High tech industry
Posted on 06/08/2021 by Beverly Kerr
- Over 8,300 employers in the Austin metro area are in high tech industries in 2020.
- Jobs in Austin’s tech industries total 176,406, or 17.1% of all jobs, compared to 9.2% nationally.
- In 2020, jobs in Austin’s high tech industries grew by 3.5%, while the metro’s total jobs fell by 2.9%.
Annual average employment in high tech industries in the Austin MSA in 2020 was 176,406, up by 5,977 or 3.5% from 2019. That growth occurred while employment across all industries fell by 2.9% due to the impact of COVID-19. High tech jobs represent 17.4% of all Austin area jobs in 2020. Nationally, high tech accounts for 9.2% of all jobs and tech jobs fell by 0.3% in 2020 while total jobs fell by 6.1%.
Over the last five years, employment in high tech industries has grown by 24.4%, compared to 11.6% for all industries in Austin. Over the last ten years, the gain for high tech (62.0%) also surpasses the gain for all industries (36.5%). Growth of Austin’s tech sector also outpaces tech growth nationally, which was 7.4% over the last five years and 17.3% over the last decade.

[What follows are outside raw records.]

PR #145, opened 2021-07-14
refactor: Rename variables and properties.

drupol:
This PR:

* [x] Update variable names
* [x] Change the constructor type in `TypedIterator`
* [x] Break backward compatibility

### DIFF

New industry data through the final quarter of 2020 was recently released by the Texas Workforce Commission (TWC) and the U.S. Bureau of Labor Statistics (BLS). The Quarterly Census of Employment and Wages (QCEW) produces much finer industry detail than the monthly Current Employment Statistics program and allows users to examine distinct and narrow sectors like computer systems design or scientific R&D at the metro or even the county level. Since Austin is one of the most technology intensive metro economies in the U.S., we regularly examine new releases of QCEW to quantify the character and trends of Austin’s tech sector. To simplify the data for this look at the composition and current trends of Austin’s tech sector, this article aggregates individual tech industries into several groupings—manufacturing; energy; trade; information and other IT; and engineering, R&D, labs/testing and other.[1]
There are 8,301 high tech employer firms in Austin. The number of tech firms grew by 619 or 8.1% in 2020. Total firms in Austin number 54,873 in 2020, up 2,704 or 5.2% over 2019. Over the last five years, the number of firms has grown 34.3% in high tech industries compared to 24.0% overall. High tech firms account for 15.1% of all firms in 2020, up from 14.0% five years ago and 13.2% ten years ago. Among Austin's high tech firms, 5.7% (473) are manufacturers and 94.3% (7,828) are in nonmanufacturing industries.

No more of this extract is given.